Multiracial adults see themselves as more open to other cultures and more understanding of people of different backgrounds. Around six-in-ten multiracial Americans (59%) said their multiracial background has made them more open to cultures other than their own, and 55% felt that they were more understanding of people of different racial backgrounds. Still, relatively few (19%) said they had felt like they were a go-between or “bridge” between different racial groups.
When it comes to how others see them, a quarter of multiracial adults said people are often or sometimes confused about their racial background. Of those who said this, 62% reported having felt annoyed often or sometimes because someone had made assumptions about their race.
For multiracial adults, experiences with discrimination are often tied to racial perceptions. For example, in 2015, about seven-in-ten multiracial adults who said most people who passed them on the street would describe them as Black (71%) or multiracial (72%) said they have been subjected to slurs or jokes because of their racial background, compared with 55% among those who said most people would describe them as Hispanic and 44% among those who said most people would describe them as White. (The number of people who said most people would describe them as Asian or Asian American, American Indian, or Native Hawaiian or other Pacific Islander was too small to analyze.)
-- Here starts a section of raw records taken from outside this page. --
PR #38, opened 2016-08-07
Ensure axe-versions are in sync

sivakumar-kailasam:
Realized that the `axe-core` version in the blueprint is outdated. Fixed it & added a test to make sure we keep the version in the addon and blueprint in sync.

### DIFF
--- a/.travis.yml
+++ b/.travis.yml
@@ -38,3 +38,5 @@ script:
   # Usually, it's ok to finish the test scenario without reverting
   #  to the addon's original dependency state, skipping "cleanup".
   - ember try $EMBER_TRY_SCENARIO test --skip-cleanup
+  - npm install bower
+  - node node-tests/blueprint-tests.js
--- a/blueprints/ember-a11y-testing/index.js
+++ b/blueprints/ember-a11y-testing/index.js
@@ -4,6 +4,6 @@ module.exports = {
   normalizeEntityName: function() { },
 
   afterInstall: function() {
-    return this.addBowerPackageToProject('axe-core', '1.1.1');
+    return this.addBowerPackageToProject('axe-core', '~2.0.5');
   }
 };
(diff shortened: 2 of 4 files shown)


BrianSipple:
Nice catch -- and I love the idea of blueprint testing. But I'm wondering if we shouldn't separate our concerns here a bit more: one update for the instant fix, and another for a long-term testing strategy.

One reason being is that I think this could be a good opportunity to explore [ember-cli-blueprint-test-helpers](https://github.com/ember-cli/ember-cli-blueprint-test-helpers). This would allow us to leverage a standardized pattern for [building the addon](https://github.com/ember-cli/ember-cli-blueprint-test-helpers#embernewoptions), [generating the blueprint](https://github.com/ember-cli/ember-cli-blueprint-test-helpers#embergenerateargs), and then going to town with assertions. We then wouldn't need to have a special npm script in `package.json` and build step in `travis.yml`.

In any case, though, to at least address the version discrepancy quickly, it would be great to get @ember-a11y/core thoughts here on the best strategy going forward 😄.

binhums:
@sivakumar-kailasam Nice work!

@BrianSipple, do you want to raise a separate issue to track this?

sivakumar-kailasam:
@binhums @BrianSipple _ember-cli-blueprint-helpers_ atm doesn't support addons that use `addBowerPackageToProject`. I noticed it before writing these tests. Given the interest we have in it now, I've raised an [issue](https://github.com/ember-cli/ember-cli-internal-test-helpers/issues/22) with them. I'll get that into ember-cli-blueprint-test-helpers and replace these tests with the standard ones.

BrianSipple:
@sivakumar-kailasam Sweet. I'll open up another issue to track the replacement. 

With _all_ of that sorted out, I think we should merge what we have here and cut a new patch release. Replacing the tests later would just be another patch and we shouldn't have to worry about breaks, compatibility, etc. Thoughts @binhums?.

binhums:
Complete and utter agreement

PR #43, opened 2016-09-18
Separate route, template, and acceptance test for violations helper

BrianSipple:
A few wires got crossed during the last few merges, and tests for our violations helper in #35 weren't quite accounting for the deluge of components that had been added to our index page after #39. 

So, in addition to fixing a few JSHint errors, I created a separate `violations-helper` route/template so that we could have a more stable place to run an acceptance test for the helper. I also moved said tests into their own file.

This should get us back to green in CI.


MelSumner:
Closing this based on the amount of time that has passed without any action on it. Please feel free to re-submit the PR once all of the issues are resolved though! Thank you! :)

Issue #37, opened 2016-07-26
Add ember-cli-eslint


BrianSipple:
See: https://github.com/ember-a11y/issues/issues/2

binhums:
I'm happy to take this now if you're not working on it.

BrianSipple:
@binhums All yours!

BrianSipple:
@binhums ping 😛

trentmwillis:
Resolved by #66.

PR #48, opened 2016-12-02
Use ember-cli-eslint

billpull:
Seems like there are some tests failing being fixed in https://github.com/ember-a11y/ember-a11y-testing/pull/43 but this should be passing from an eslint perspective https://github.com/ember-a11y/ember-a11y-testing/issues/37


trentmwillis:
@billpull would you mind rebasing this? If not, I'll pick up this task.

trentmwillis:
I went ahead and finished this up in #66. Thanks for the initial work on this though! Greatly appreciated.

PR #53, opened 2017-02-13
Fix Travis and improve overall test stability

trentmwillis:
This should hopefully get CI green at which point we'll be able to land other PRs.

### DIFF
--- a/tests/integration/instance-initializers/axe-component-test.js
+++ b/tests/integration/instance-initializers/axe-component-test.js
@@ -1,9 +1,11 @@
 /* global sinon, axe */
 import Ember from 'ember';
 import { initialize } from 'dummy/instance-initializers/axe-component';
-import { module, test } from 'qunit';
+import { initialize as initializeViolationsHelper } from 'dummy/instance-initializers/violations-helper';
+import { moduleForComponent, test } from 'ember-qunit';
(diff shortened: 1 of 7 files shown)


tests/integration/instance-initializers/axe-component-test.js
```diff
@@ -146,120 +139,114 @@ test('audit should log any violations found', function(assert) {
...
 
 /* Component.axeCallback */
 
 test('axeCallback receives the results of the audit', function(assert) {
-  const results = { violations: [] };
-  const axeCallbackSpy = sandbox.spy();
-  const component = Component.create({
-    axeCallback: axeCallbackSpy
-  });
+  initialize();
```
rwjblue: Seems like this is always used, can we move it to the `beforeEach` instead of in each test?

rwjblue:
We should probably add ember-lts-2.8 to CI (basically supporting "last 2 LTS" in 2.4 + 2.8).

trentmwillis:
@ember-a11y/core would appreciate a review/approval from one of y'all before merging (though this doesn't change any actual behavior, just testing stuff)

trentmwillis:
Also got the :+1: from @MelSumner on Slack. Merging...

PR #57, opened 2017-02-14
Upgrade dependencies and improve stability of auto-run

trentmwillis:
Hoping this cuts down on the Travis flakiness.

Previously, the auto-run feature wasn't using a test waiter or test promises, and thus we had no guarantee that the audit actually finished prior to the test run finishing.

### DIFF
--- a/.travis.yml
+++ b/.travis.yml
@@ -9,23 +9,23 @@ sudo: false
 
 cache:
   directories:
-    - node_modules
+    - $HOME/.npm
+    - $HOME/.cache # includes bowers cache
 
 matrix:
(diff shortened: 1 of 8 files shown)


trentmwillis:
@ember-a11y/core this appears to the prior flakiness I was seeing in Travis runs. A review would be appreciated before merging (you can make the diff much more manageable by appending `?w=1` to the url when viewing changes).

Robdel12:
the `?w=1` trick is ❤️

trentmwillis:
> the `?w=1` trick is ❤️

I know right?

Thanks for the review!

Issue #56, opened 2017-02-14
Remove axe-core as a Bower dependency


trentmwillis:
We should include axe-core via npm instead and add it via `treeForVendor`.

trentmwillis:
This has been fixed via #58.

PR #58, opened 2017-02-14
Move axe-core to npm dependency

trentmwillis:
Addresses #56.

This also allows us to remove our blueprint and related tests.


trentmwillis:
Rebased this on the other recent changes. Once again, a review from @ember-a11y/core folks would be appreciated 😄

PR #59, opened 2017-02-15
Properly report exceptions

trentmwillis:
Since axe-core switched to using Promises internally, the exceptions during auto-run were getting swallowed. There is no correct way to hook into the Testing Promise system Ember uses, so we instead simply catch any errors and report them through the test adapter.

This will fix https://github.com/ember-a11y/ember-a11y-testing/issues/47.

### DIFF
--- a/content-for/test-body-footer.html
+++ b/content-for/test-body-footer.html
@@ -19,8 +19,6 @@
        * @return {Void}
        */
       a11yCheckCallback: function(results) {
-        runningAudit = false;
-
         var violations = results.violations;
 
         if (violations.length) {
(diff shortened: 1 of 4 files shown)


content-for/test-body-footer.html
```diff
@@ -60,7 +58,10 @@
        */
       afterRender: function() {
         runningAudit = true;
-        axe.a11yCheck('#ember-testing-container', axe.ember.testOptions, axe.ember.a11yCheckCallback);
+        return axe.run('#ember-testing-container', axe.ember.testOptions)
+          .then(axe.ember.a11yCheckCallback)
+          .catch(Ember.Test.adapter.exception)
+          .then(() => runningAudit = false);
```
rwjblue: Should be a finally

trentmwillis: axe-core only uses ES6 Promises, which don't have `.finally` (yet, it's in proposal)

rwjblue: Gotcha! Thanks for double checking.

trentmwillis:
@ember-a11y/core, would appreciate another review. This should be the last one before releasing `v0.2.0`, which will hopefully make it much easier for folks to adopt (since it's more stable and has the on-demand `a11yAudit` helper).

trentmwillis:
Updated an existing test to verify the exception reporting behavior. Merging this now...

PR #651, opened 2024-06-17
Destroy talk media upon user deletion

Splines:
Related to #647.

We noticed that destroying users by calling `destroy` directly (instead of calling the `archive_and_destroy` method) might result in invalid media as it has no editors anymore. From now on, we want to delete talk media of users when the respective user is destroyed under the following conditions:

- If called from `archive_and_destroy` -> STOP and don't do anything
- The user must not have any other media than talk media, e.g. the user must not have edited any lecture media.
Otherwise -> STOP and don't do anything (*)
- A talk medium is only deleted if the user is the sole editor of that medium. That is, if there are multiple editors, we will just ignore that specific talk medium and try to delete the next one.

(*) "Don't do anything" is just a safety measure. In the UserCleaner in #647, those users are considered to be non-generic, so we shouldn't call their `destroy` method in the first place.


fosterfarrell9 (approved):
LGTM!

PR #652, opened 2024-06-18
Get Cypress up and running again (with docker and interactive testing)

Splines:
This PR does _not_ rework the cypress tests. Instead, it sets all the necessary infrastructure to run cypress tests locally and in our GitHub Actions pipeline without a big fuss.

### Start cypress interactive GUI
This may be subject to frequent changes as this PR is only a draft right now.

- ~~Install [VcXsrv Windows X Server](https://sourceforge.net/projects/vcxsrv/). Run XLaunch. In the "Extra settings", make sure to choose "Disable access control".~~<br>This is not needed anymore, new versions of WSL come with an X11 server, yeah 🙌 See the [WSLg repo](https://github.com/microsoft/wslg).<br>**The only thing you have to do is run `wsl --update`** (in Powershell).
- To start Cypress with the interactive test runner, execute the following command inside the `docker/test/` folder:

Multiracial adults who said most people would describe them as White if they passed them on the street were also the least likely to say they had received poor service in restaurants, hotels and other businesses; had been treated unfairly by an employer in hiring, pay or promotion; or had been unfairly stopped by police because of their racial background.
In some instances, experiences with racial discrimination among those who said most people perceived them to be a certain race mirrored those of single-race adults of that race. For example, multiracial adults who said most people would think they were Black were about as likely as single-race Black adults to say they had been unfairly stopped by police or that they had been treated unfairly by an employer. Similarly, multiracial adults who were perceived as White reported facing discrimination at rates similar to those of single-race White adults.
Most Hispanic adults see being Hispanic as part of their racial background. While being Hispanic is described on census survey forms as an ethnic origin and not a race, two-thirds of Hispanic adults said in the 2015 survey that being Hispanic was part of their racial background, including 11% who described it only as their race and 56% who said it was part of both their racial and ethnic background; 19% said being Hispanic was part of their ethnic background only.
Among Hispanic adults who reported two or more racial categories (based on the census definition), 30% said most people would think they were White if they passed them on the street, while 24% said most people would see them as Hispanic, 17% as multiracial, 10% as Black and 4% as Indigenous. But about half of multiracial Hispanics who consider being Hispanic part of their racial background and who chose one census race (48%) said most people would think they were Hispanic if they passed them on the street.